Power-Steering Fluid
Using the recommendations for your specific vehicle (found in the owner's manual), check the level of the fluid in your power steering system. Make sure the fill/inspection lid is closed properly after your inspection.

Battery terminals and hold-down
Make sure the factory terminal connectors and their covers are in good condition. Most late-model Ford products have a rubber cover over the positive (red) terminal connection, make sure this is in place. If your vehicle is older and you've replaced the battery cables, place a cover over at least one of the terminals (preferably the positive (+) terminal or at least, wrap the post and cable end in electrical tape. The purpose of covering one or both of the terminals is to prevent an electrical short caused by a piece of metal coming in contact the one or both of the terminals.

Belts and Hoses
Do a visual inspection of the engine accessory drive belts and all hoses, especially the coolant hoses. Look for signs of leaks or seepage from any of the hose clamps. This is also a good time to make sure all the hose clamps are tight and in good condition.

Throttle Return Spring(s)
This is one item you just take for granted. Screaming down the front straight at 120-plus can be unpleasant with a broken throttle return spring. Make sure that your stock spring is in good condition and attached to the throttle body/carb linkage properly. Also, check the throttle cable and make sure that it is free of kinks and moves without binding or sticking.

Tires
Take a good look at the condition of your tires, paying special attention to the sidewall and the "shoulder" (the area where the sidewall transitions into the tread of the tire.) Make sure your tires don't exhibit unusual wear patterns and they are free of any bulges, cracks or cuts.

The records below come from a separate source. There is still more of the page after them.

PR #4304, opened 2022-08-30
[CLI] Include validation checks for Compute Resources with multiple instance types

EddyMM:
### Description of changes
- EFA Requirements:
    - Instance types should have the same EFA support status if EFA is enabled in the Compute Resource
    - If EFA is not enabled and one or more instance types support EFA, print a warning validation message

If you are unsure of what to look for in making a thorough tire inspection, most tire retailers or Ford dealerships offer some sort of "tire inspection" service. And, while you're checking out your tires, give a good look at your wheels, checking for cracks, and also make sure the wheel weights are securely fastened to the wheel. If you have aftermarket wheels that utilize "tape-on" weights, it's a good idea to run a length of duct tape over them.

Lug Nuts
Yes, all of them have to be there… and secured properly.

Exhaust System
Make sure all the hangers are in good shape and doing their job and that the entire exhaust system is in good shape, free of any cracks, leaks or excessive corrosion.

Suspension System
Make sure none of your shocks or struts are leaking, all of the bolts are secure and that none of the components exhibit damage or excessive wear. Pay particular attention to the tie-rod ends, ball joints, and sway bar end links, as these items get a lot of use in everyday driving, let alone a track weekend.

What to take to the track
Road course events run rain or shine, so there are a few extra items that you may want to pack up with you. Everyone has different levels of prep, some have a motorhome and a trailer with a shop inside, some drive their cars to the events with the minimal stuff.

Here is our list of things to bring and some extra tips.

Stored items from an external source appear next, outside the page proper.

PR #4778, opened 2023-01-04
[3.x] Pre-import cdk libraries at the beginning of cluster create and update

awslitvit:
### Description of changes
Import of cdk libraries at lambda cold start takes 12 to 16 seconds, sometimes causing lambda timeout. 
Importing them in a separate thread, started at the beginning of create and update operations and executed concurrently with stack validation allows to reduce the time to complete the operation.
The amount of the execution time gain depends on how long the validation takes.
Longer is the validation more impactful this optimization gets.

### Tests
Manual test via API
* create-cluster dryrun
  * no import performed
* create-cluster no dryrun
  * import starts 1 msec after the lambda execution starts
  * validation takes ~ 5.5 sec.
  * total time to import cdk: ~ 12 sec., waiting time post validation before starting cdk generation: ~ 6.5 sec.
* update-cluster dryrun
  * no import performed
* update-cluster no dryrun
  * import starts 1 msec after the lambda execution starts
  * validation takes ~ 6 sec.
  * total time to import cdk: ~ 12 sec., waiting time post validation before starting cdk generation: ~ 6 sec.
Manual test via CLI
* create-cluster in dryrun mode and real cluster creation worked as expected
* update-cluster considered redundant

### References
* [Open issue on cdk import slowness](https://github.com/aws/jsii/issues/3389)

### Checklist

### DIFF
--- a/cli/src/pcluster/models/cluster.py
+++ b/cli/src/pcluster/models/cluster.py
@@ -66,6 +66,7 @@ from pcluster.models.compute_fleet_status_manager import ComputeFleetStatus, Com
 from pcluster.models.s3_bucket import S3Bucket, S3BucketFactory, S3FileFormat, create_s3_presigned_url, parse_bucket_url
 from pcluster.schemas.cluster_schema import ClusterSchema
 from pcluster.templates.cdk_builder import CDKTemplateBuilder
+from pcluster.templates.import_cdk import start as start_cdk_import
 from pcluster.utils import (
     datetime_to_epoch,
     generate_random_name_with_prefix,
@@ -352,6 +353,7 @@ class Cluster:
         raises ClusterActionError: in case of generic error
         raises ConfigValidationError: if configuration is invalid
         """
+        start_cdk_import()
         creation_result = None
         artifact_dir_generated = False
         try:
@@ -887,6 +889,7 @@ class Cluster:
         raises ConfigValidationError: if configuration is invalid
         raises ClusterUpdateError: if update is not allowed
         """
+        start_cdk_import()
         try:
             target_config, changes, ignored_validation_failures = self.validate_update_request(
                 target_source_config, validator_suppressors, validation_failure_level, force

  • All registration materials the event organizer sent to you
  • Vehicle inspection form
  • Medial information form
  • Driver's license
  • Helmet (SA-10 or SA-05)
  • Long pants and long-sleeve shirt
  • Shoes, regular and driving
  • Sunglasses
  • Driver's suit – optional
  • Driving gloves – optional
  • Proper Attitude
  • Attend all the meetings / classroom sessions and listen to your instructor
  • Ride with an instructor
  • Get your instructor's name and email
  • Talk with your fellow drivers – compare notes
  • Folding camp chair
  • Tire pressure gauge
  • Cooler – bring water or sports drink (avoid caffeine)
  • Change of clothes (for the drive home: post-sweat)
  • Small floor jack
  • Lug wrench/torque wrench
  • Small toolbox
  • Spare brake pads
  • Extra brake fluid and engine oil
  • Gallon jug of water/coolant
  • Tarp/garbage bags (keep stuff dry)
  • Rain jacket/umbrella (rain or shine, baby!)
  • Notebook/pen
  • Camera/video camera
  • Sunscreen/umbrella (did I mention we run rain or shine?)